Electrophysiological recordings from Purkinje cells were made with a Multiclamp 700A amplifier (Axon Instruments). Pipettes were pulled to a resistance of 2–6 MΩ, used for loose cell-attached and whole-cell current-clamp recordings, and filled with ACSF or a solution containing 130 mM methanesulfonic acid, 10 mM HEPES, 7 mM KCl, 2 mM Na2ATP, 2 mM MgATP, 0.4 mM Na2GTP, 0.05 mM EGTA, and biocytin (0.4%), respectively. In whole-cell recordings, pauses after bursts evoked by PF stimulation decreased gradually with time. Pause durations did not change systematically in cell-attached recordings with seal resistances between 10 and 100 MΩ. Tight seals were avoided because they often resulted in spontaneous transitions to the whole-cell configuration. Liquid junction potentials were not corrected for. Parallel fibers were stimulated with pipettes containing ACSF placed >50 μm below the dendritic tree of the recorded cell so that activation of the CF could be avoided. CFs were activated with a second ACSF-filled electrode placed in the granule cell layer. GABAA receptors were blocked by bath application of the specific antagonist SR95531 (“SR”) (Hamann et al., 1988), except when otherwise noted. Data were low-pass filtered at 4–10 kHz and sampled at 20 kHz with a 1321A Digidata A/D converter (Axon Instruments). Data were analyzed offline with Igor Pro (Wavemetrics).
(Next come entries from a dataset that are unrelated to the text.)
PR #291, opened 2022-09-20
Removed mentions of psij-ci-load since it has been phased out by

hategan:
psij-ci-env. Psij-ci-run still attempts to load it if it's there just in case.

### DIFF
--- a/psij-ci-run
+++ b/psij-ci-run
@@ -16,7 +16,10 @@ failifempty() {
     fi
 }
 
-source psij-ci-load
+if [ -f psij-ci-load ]; then
+    source psij-ci-load
+fi
+
 if [ -f psij-ci-env ]; then
     source psij-ci-env
 fi
--- a/psij-ci-run
+++ b/psij-ci-run
@@ -16,10 +16,6 @@ failifempty() {
     fi
 }
 
-if [ -f psij-ci-load ]; then
-    source psij-ci-load
-fi
-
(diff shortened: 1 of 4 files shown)


psij-ci-run
```diff
@@ -16,7 +16,10 @@ failifempty() {
     fi
 }
 
-source psij-ci-load
+if [ -f psij-ci-load ]; then
+    source psij-ci-load
+fi
```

Data are presented as mean ± SE, and statistical significance was tested with the Student's unpaired t test. Data in Figure 4C were averaged over 2 min bins, and statistical significance was calculated from the binned data.
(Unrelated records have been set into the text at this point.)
PR #294, opened 2022-10-06
Repo rename prep

hategan:
*PLEASE DON'T MERGE AFTER REVIEW*

This PR is in preparation for renaming the repo to "psij-python". It is needed because existing tests deployments will continue to reference the old repo. This PR modifies the test runner to patch relevant files and update to the new URL automatically.

The plan, once this is reviewed, is as follows:
- merge this
- immediately:
    - rename the repo
    - clone the repo to also have a copy in the old location so that running tests can get the updated test runner
    - (alternatively, we could clone the old repo, but it may be better to do a rename to ensure that all ancillary data -- e.g. wiki pages -- is preserved)
- add a warning to the clone (old URL) that the repo is not used any more and that existing checkouts should have their origin URLs updated
- archive the cloned repo (old URL) to prevent accidental writes/diverging development

### DIFF
--- a/tests/ci_runner.py
+++ b/tests/ci_runner.py
@@ -50,12 +50,13 @@ def read_conf(fname: str) -> Dict[str, str]:
     return conf
 
 
-def run(*args: str, cwd: Optional[str] = None) -> None:
+def run(*args: str, cwd: Optional[str] = None) -> str:
     p = subprocess.run(args, stdout=subprocess.PIPE, stderr=subprocess.STDOUT, check=False,
                        cwd=cwd, text=True)
     if p.returncode != 0:
         print(p.stdout)
         raise subprocess.CalledProcessError(p.returncode, args, output=p.stdout)
+    return p.stdout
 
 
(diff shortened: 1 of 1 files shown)


tests/ci_runner.py
```diff
@@ -156,6 +157,44 @@ def run_tests(conf: Dict[str, str], site_ids: List[str], branches: List[str], cl
...
 
+OLD_REPO = 'ExaWorks/psi-j-python'
+NEW_REPO = 'ExaWorks/psij-python'
+
+
+def patch_file(file_name: str) -> None:
+    if os.path.exists(file_name + '.is_patched'):
+        return
+
+    with info('Pathcing %s' % file_name):
```
andre-merzky, line 168: small typo: `Pathcing` -> `Patching`

andre-merzky (approved):
The proposed approach for the rename sounds good to me.  I would specifically agree that renaming the repo to preserve issues, wiki etc. is much preferable to cloning.

PR #296, opened 2022-10-09
`git fetch remote` fetches the remote into FETCH_HEAD not into origin…

hategan:
…/main.

So the line that follows doesn't really do anything. This fixes it to do the checkout from the nearly fetched data. Yay git!


andre-merzky (approved):
Ha, I can imagine your thoughts when you found that one :-D

hategan:
> Ha, I can imagine your thoughts when you found that one :-D

Basically "I miss SVN".

PR #300, opened 2022-10-11
Updated name/references to `psij-python` from `psi-j-python`.

hategan:


andre-merzky (approved):
Your changes look good @hategan .  However, I pushed another commit on top of yours with some additional replacements, would be good if someone else could also review this PR.

hategan:
> That's dedication

Really isn't. It's "I'm text-searching for 'psi-j' and I don't want to have to do the work of distinguishing between instances where it does matter and where it doesn't".

PR #301, opened 2022-10-11
Fix styling of selectors when using plain doc builds

### LINKED ISSUE #298: Selector tabs render badly on ReadTheDocs
As the title says.  For an example, see [here](https://psi-j-python--288.org.readthedocs.build/en/288/user_guide.html).  I think it's fine to render radio boxes in case tabs are not available, but we probably should remove the line breaks?

hategan:
The styling for selector tabs is only in the web build files. This PR adds relevant css to style selector tabs in vanilla doc builds. Fixes #298


andre-merzky (approved):
Thanks for taking care of this!

hategan:
Thanks for noticing the problem in the first place.

PR #72, opened 2020-02-20
Fixed versions and move install of dependencies to requirements.txt

Fab-T:
### Purpose

### Changes

- Updating requirements with fixed versions
- Updated Dockerfile to run dependencies

### Review Instructions

- No instructions.


Fab-T:
Here is a PR to move all dependencies into requirements.txt so they are all scanned by Snyk and also aligning with fixed versions ( picked from the one defined in Skylab repo ).

PR #74, opened 2020-03-18
ignore multi gene alignements

barkasn:
Ignore reads that have gene name set to a list of comma separated items


barkasn:
Unit tests would be great! Kishori should be able to provide the input data (he wrote the code change I just made the PR). I would really like @kishori82 input here to make sure this is as intended.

Single-Unit Recordings of Floccular Purkinje Cells In Vivo

Adult LTD-deficient L7-PKCi mice (n = 9) and wild-type littermates (n = 13) were prepared for chronic recording experiments and subjected to optokinetic stimulation as described in detail by De Zeeuw et al. (1998) and by Goossens et al. (2004). All preparations were done according to the European Community Council Directive (86/609/EEC) and approved by the Dutch Ethical Committee (DEC) for animal experiments. In brief, the animals were anesthetized, and they received a pedestal and a recording chamber placed over the paramedian lobule of the cerebellum. Subsequently, the animals were allowed to recover for a period of 3–4 days, and extracellular Purkinje-cell activity was recorded from the left flocculus. The electrophysiological signals were amplified, filtered, digitized, and analyzed with MATLAB (Cyberamp and CED 1401 plus units, CED; Mathworks). Single units were identified by the presence of a clean pause in simple-spike firing of at least 5 ms after the occurrence of a complex spike. The simple-spike activity was recorded during both spontaneous activity in the dark and optokinetic stimulation. Binocular visual stimulation was provided by a drum consisting of a random, black-and-white pattern rotating with an amplitude of 5° at 0.05 Hz or 0.2 Hz. Once a floccular Purkinje cell was isolated, the preferred axis of modulation was determined by rotating the optokinetic stimulus around the vertical axis or a horizontal axis at 135° azimuth, ipsilateral to the side of the recording. Only Purkinje cells with a preferred rotation around the vertical axis were used for the present study. Cumulative probabilities of simple-spike interspike intervals were calculated with all interspike intervals per stimulus condition.